» WHAT YOU WILL DO
What lines of the material below include the string "downloader"? Copy all of them.

-- Opening Marker --

PR #564, opened 2022-04-11
Fix agent and downloader image build

stuggi:
[1] removed the DOCKERFILE and DOCKER_BUILD_DIR env variables
from the docker-build target. As a result for the anget and
the downloader image also the operator image got build and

-- Closing Marker --

» OUTPUT OF THE EXERCISE
Fix agent and downloader image build
the downloader image also the operator image got build and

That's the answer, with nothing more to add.